We prove that there is a randomized polynomial-time algorithm that given an edge-weighted graph $G$ excluding a fixed-minor $Q$ on $n$ vertices and an accuracy parameter $\varepsilon>0$, constructs an edge-weighted graph~$H$ and an embedding $\eta\colon V(G)\to V(H)$ with the following properties: * For any constant size $Q$, the treewidth of $H$ is polynomial in $\varepsilon^{-1}$, $\log n$, and the logarithm of the stretch of the distance metric in $G$. * The expected multiplicative distortion is $(1+\varepsilon)$: for every pair of vertices $u,v$ of $G$, we have $\mathrm{dist}_H(\eta(u),\eta(v))\geq \mathrm{dist}_G(u,v)$ always and $\mathrm{Exp}[\mathrm{dist}_H(\eta(u),\eta(v))]\leq (1+\varepsilon)\mathrm{dist}_G(u,v)$. Our embedding is the first to achieve polylogarithmic treewidth of the host graph and comes close to the lower bound by Carroll and Goel, who showed that any embedding of a planar graph with $\mathcal{O}(1)$ expected distortion requires the host graph to have treewidth $\Omega(\log n)$. It also provides a unified framework for obtaining randomized quasi-polynomial-time approximation schemes for a variety of problems including network design, clustering or routing problems, in minor-free metrics where the optimization goal is the sum of selected distances. Applications include the capacitated vehicle routing problem, and capacitated clustering problems.
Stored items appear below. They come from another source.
PR #2630, opened 2018-03-28
Implement bhBarcodeScanner Component

jniles:
This PR implements the `bhBarcodeScanner` component and uses it to replace the barcode scanning functionality on the Cash Payments page.

**Component Signature**
```html
<bh-barcode-scanner on-scan-callback="callback(record)"></bh-barcode-scanner>
```

**Description**
The `bhBarcodeScanner` uses the underlying `BarcodeService` to query the barcode API and determine which record to return to the client.  If the API returns a success HTTP code, it will call the `onScanCallback` function.

The key difference between this component and the previous implementation is the ability to re-focus the hidden barcode input if focus is lost.  This is accomplished by clicking a button that is only visible once focus is lost from the hidden input.

**In Action**


client/src/i18n/en/barcode.json
```diff
@@ -1,5 +1,11 @@
...
-"READ_ERROR":"Unreadable Barcode!  Please enter the barcode manually."}}
\ No newline at end of file
+{
+  "BARCODE" : {
+    "SCAN" : "Scan Document Barcode",
+    "AWAITING_INPUT" : "Waiting for Input",
+    "AWAITING_HTTP" : "Barcode Read!  Looking up Record...",
+    "READ_SUCCESS" : "Found Record",
+    "READ_ERROR" : "Unreadable Barcode!  Please enter the barcode manually.",
+    "LOST_FOCUS" : "The barcode input has lost focus.  Please click \"Read Barcode\" to ready the barcode component.",
```
mbayopanda: 👍

client/src/modules/cash/cash-form.service.js
```diff
@@ -121,7 +121,7 @@ function CashFormService(AppCache, Session, Patients, Exchange) {
   CashForm.prototype.configure = function configure(config) {
 
     if (config.patient) {
-      this.setPatient(config.invoices);
+      this.setPatient(config.patient);
```
mbayopanda, line 124: 👍 good catch

test/client-unit/components/bhBarcoderScanner.spec.js
```diff
@@ -0,0 +1,139 @@
...
+    // Mock the document.getElementById call in the setFocusOnHiddenInput() call.
+    _$window_.document.getElementById = (id) => find(element, `#${id}`);
+
+    // spy on the onScanCallback
+    $scope.callback = chai.spy();
+
+    $scope.$digest();
+  }));
+
+  // TODO - how do you find a focused element?
```
mbayopanda, line 48: The TODO message is about to find a hidden input box or a focused element ? Because the test below is about a hidden input.

test/client-unit/components/bhBarcoderScanner.spec.js
```diff
@@ -0,0 +1,139 @@
...
+
+  it('shows the reset button if focus is lost from the input', () => {
+    const btn = find(element, '[data-method="reset"]');
+    expect(isHidden(btn)).to.equal(true);
+
+    const input = find(element, '#hidden-barcode-input');
+    angular.element(input).triggerHandler('blur');
+    $scope.$digest();
+
+    expect(isHidden(btn)).to.equal(false);
```
mbayopanda, line 68: 👍

client/src/i18n/fr/barcode.json
```diff
@@ -1,5 +1,11 @@
...
-"AWAITING_HTTP":"Code à barres lu! Recherche de factures ....",
-"READ_SUCCESS":"Facture Trouvée",
-"READ_ERROR":"Code à barres illisible! Entrez le code à barres manuellement."}}
\ No newline at end of file
+{
+  "BARCODE" : {
+    "SCAN" : "Scanner le Code à Barres",
+    "AWAITING_INPUT" : "En Attente d'Entrée",
+    "AWAITING_HTTP" : "Code à barres lu! Recherche l'enregistrement....",
+    "READ_SUCCESS" : "Trouvée",
```
mbayopanda: Trouvé et non Trouvée (parce que le mot enregistrement est au masculin).

A good message can be : `Enregistrement trouvé` instead of simply `Trouvé`

client/src/i18n/fr/barcode.json
```diff
@@ -1,5 +1,11 @@
...
+    "READ_ERROR" : "Code à barres illisible! Entrez le code à barres manuellement.",
```
mbayopanda: for the "READ_ERROR" a good key and message can be :
```
"READ_FAILED" : "Enregistrement non trouvé"
```
and for any errors during the reading : 
```
"READ_ERROR" : "Une erreur est survenue lors de la lecture du code barre"
```

client/src/js/components/bhBarcodeScanner.js
```diff
@@ -0,0 +1,69 @@
...
+    $ctrl.currentStep = steps.AWAIT_HTTP;
+
+    Barcode.search($ctrl.barcode)
+      .then(record => {
+        $ctrl.currentStep = steps.READ_SUCCESS;
+        $ctrl.record = record;
+        $ctrl.onScanCallback({ record });
+      })
+      .catch(() => {
+        $ctrl.currentStep = steps.READ_ERROR;
```
mbayopanda: If the record is not found this code falls in the .catch section, and set the step to an error.

I think if the record is not found the step must be READ_FAILED.

On the server side if we use `db.exec`, on the client we can have : 
```js
if (records.length === 0) {
  $ctrl.currentStep = steps.READ_FAILED;
}
```

and the READ_ERROR must be set only if we have a real error.

client/src/modules/templates/bhBarcodeScanner.html
```diff
@@ -0,0 +1,37 @@
...
+      <span translate>BARCODE.AWAITING_HTTP</span>
+    </span>
+
+    <span class="text-success" ng-if="$ctrl.currentStep === $ctrl.steps.READ_SUCCESS">
+      <i class="fa fa-check-circle-o"></i> <span translate>BARCODE.READ_SUCCESS</span> {{ $ctrl.record.reference }}
+    </span>
+
+    <span class="text-danger" ng-if="$ctrl.currentStep === $ctrl.steps.READ_ERROR">
+      <i class="fa fa-danger-sign"></i> <span translate>BARCODE.READ_ERROR</span>
+    </span>
```
mbayopanda: Add also a  case for a READ_FAILED

mbayopanda (commented):
The code is excellent and the test also, i just made some comments about messages according the step.

test/client-unit/components/bhBarcoderScanner.spec.js
jniles: Ah, I can see how that isn't clear.

I originally tried to write a test to find a "hidden, focused" input, but never got the focus to work.  The CSS selector `$(':focus')` is supposed to work, but I never got that working...

So it's currently a TODO.  I should probably just make a skipped test for it.

client/src/i18n/fr/barcode.json
jniles: That is an excellent idea.  I'll expand the API for it.

jniles:
@mbayopanda, this is ready for a second review!

client/src/i18n/en/barcode.json
```diff
@@ -1,5 +1,12 @@
...
-"READ_ERROR":"Unreadable Barcode!  Please enter the barcode manually."}}
\ No newline at end of file
+{
+  "BARCODE" : {
+    "SCAN" : "Scan Document Barcode",
+    "AWAITING_INPUT" : "Waiting for Input",
+    "AWAITING_HTTP" : "Barcode Read!  Looking up Record...",
+    "READ_SUCCESS" : "Found Record",
+    "READ_ERROR" : "An error occurred during lookup.  Please use another method to find the record.",
+    "NOT_FOUND" : "Cannot find a record with that code.  Please search for the document manually.",
```
mbayopanda, line 8: 👍 good

client/src/js/components/bhBarcodeScanner.js
```diff
@@ -0,0 +1,71 @@
...
+  const $ctrl = this;
+
+  // steps in the search space
+  const steps = {
+    AWAIT_READ :  2,
+    AWAIT_HTTP : 4,
+    READ_SUCCESS : 8,
+    READ_ERROR : 16,
+    LOST_FOCUS : 32,
+    NOT_FOUND : 64,
```
mbayopanda, line 24: 💃

client/src/js/components/bhBarcodeScanner.js
```diff
@@ -0,0 +1,71 @@
...
+
+    Barcode.search($ctrl.barcode)
+      .then(record => {
+        $ctrl.currentStep = steps.READ_SUCCESS;
+        $ctrl.record = record;
+        $ctrl.onScanCallback({ record });
+      })
+      .catch(err => {
+        const isNotFound = (err.status === 404);
+        $ctrl.currentStep = isNotFound ? steps.NOT_FOUND : steps.READ_ERROR;
```
mbayopanda, line 62: 👍

server/lib/barcode.js
```diff
@@ -36,7 +36,7 @@ function generate(receiptIdentifier, uuid) {
 // YYYYYYYY - First characters of the entity UUID
 // - returns the full UUID of the entity
 function reverseLookup(barcodeKey) {
-  const code = barcodeKey.substr(0, 2);
+  const code = barcodeKey.substr(0, 2).toUpperCase();
```
mbayopanda, line 39: great 👍

mbayopanda (approved):
LGTM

翻译:我们证明存在一个随机多项式时间算法,给定边加权图$G$(排除固定极小元$Q$,顶点数为$n$)和精度参数$\varepsilon>0$,构造边加权图$H$及嵌入$\eta\colon V(G)\to V(H)$,满足以下性质:
* 对于任意常数大小的$Q$,$H$的树宽是$\varepsilon^{-1}$、$\log n$及$G$中距离度规拉伸对数的多项式。
* 预期乘法失真为$(1+\varepsilon)$:对$G$中任意顶点对$u,v$,始终有$\mathrm{dist}_H(\eta(u),\eta(v))\geq \mathrm{dist}_G(u,v)$,且$\mathrm{Exp}[\mathrm{dist}_H(\eta(u),\eta(v))]\leq (1+\varepsilon)\mathrm{dist}_G(u,v)$。
我们的嵌入首次实现了宿主图树宽的多对数级别,并接近Carroll与Goel的下界:他们指出,对于平面图,任何预期失真为$\mathcal{O}(1)$的嵌入都要求宿主图的树宽为$\Omega(\log n)$。该嵌入还为无小类度规中优化目标为选定距离之和的多种问题(如网络设计、聚类或路由问题)提供了统一的随机拟多项式时间近似方案框架。应用场景包括带容量约束的车辆路径问题及带容量约束的聚类问题。